◆ What is expected:
Take the entries below and print only the lines from the one with "extend the evaluator" through the one with "scope: EvaluatorScope", exactly as they stand, both ends included.

Data extracted from a collection
◆ ◆ ◆ ◆ ◆

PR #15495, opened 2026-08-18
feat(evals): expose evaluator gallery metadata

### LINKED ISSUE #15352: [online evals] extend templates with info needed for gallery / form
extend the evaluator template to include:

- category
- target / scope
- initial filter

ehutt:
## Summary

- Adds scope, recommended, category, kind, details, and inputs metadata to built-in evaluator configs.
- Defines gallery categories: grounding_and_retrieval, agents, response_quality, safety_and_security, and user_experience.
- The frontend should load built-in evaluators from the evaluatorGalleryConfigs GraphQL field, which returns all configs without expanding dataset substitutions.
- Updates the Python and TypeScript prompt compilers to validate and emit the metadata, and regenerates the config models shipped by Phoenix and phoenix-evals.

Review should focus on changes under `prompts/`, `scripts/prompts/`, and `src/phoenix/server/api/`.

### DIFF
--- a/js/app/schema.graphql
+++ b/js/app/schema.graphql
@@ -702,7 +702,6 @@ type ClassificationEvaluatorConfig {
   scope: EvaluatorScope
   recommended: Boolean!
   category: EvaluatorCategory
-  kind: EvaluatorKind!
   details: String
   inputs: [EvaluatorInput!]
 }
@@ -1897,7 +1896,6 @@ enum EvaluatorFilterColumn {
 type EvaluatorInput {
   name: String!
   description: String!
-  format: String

◆ ◆ ◆ ◆ ◆

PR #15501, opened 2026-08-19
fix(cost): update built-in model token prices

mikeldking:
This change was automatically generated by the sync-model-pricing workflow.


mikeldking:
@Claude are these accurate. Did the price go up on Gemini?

◆ ◆ ◆ ◆ ◆

◆ Response area:
extend the evaluator template to include:

- category
- target / scope
- initial filter

ehutt:
## Summary

- Adds scope, recommended, category, kind, details, and inputs metadata to built-in evaluator configs.
- Defines gallery categories: grounding_and_retrieval, agents, response_quality, safety_and_security, and user_experience.
- The frontend should load built-in evaluators from the evaluatorGalleryConfigs GraphQL field, which returns all configs without expanding dataset substitutions.
- Updates the Python and TypeScript prompt compilers to validate and emit the metadata, and regenerates the config models shipped by Phoenix and phoenix-evals.

Review should focus on changes under `prompts/`, `scripts/prompts/`, and `src/phoenix/server/api/`.

### DIFF
--- a/js/app/schema.graphql
+++ b/js/app/schema.graphql
@@ -702,7 +702,6 @@ type ClassificationEvaluatorConfig {
   scope: EvaluatorScope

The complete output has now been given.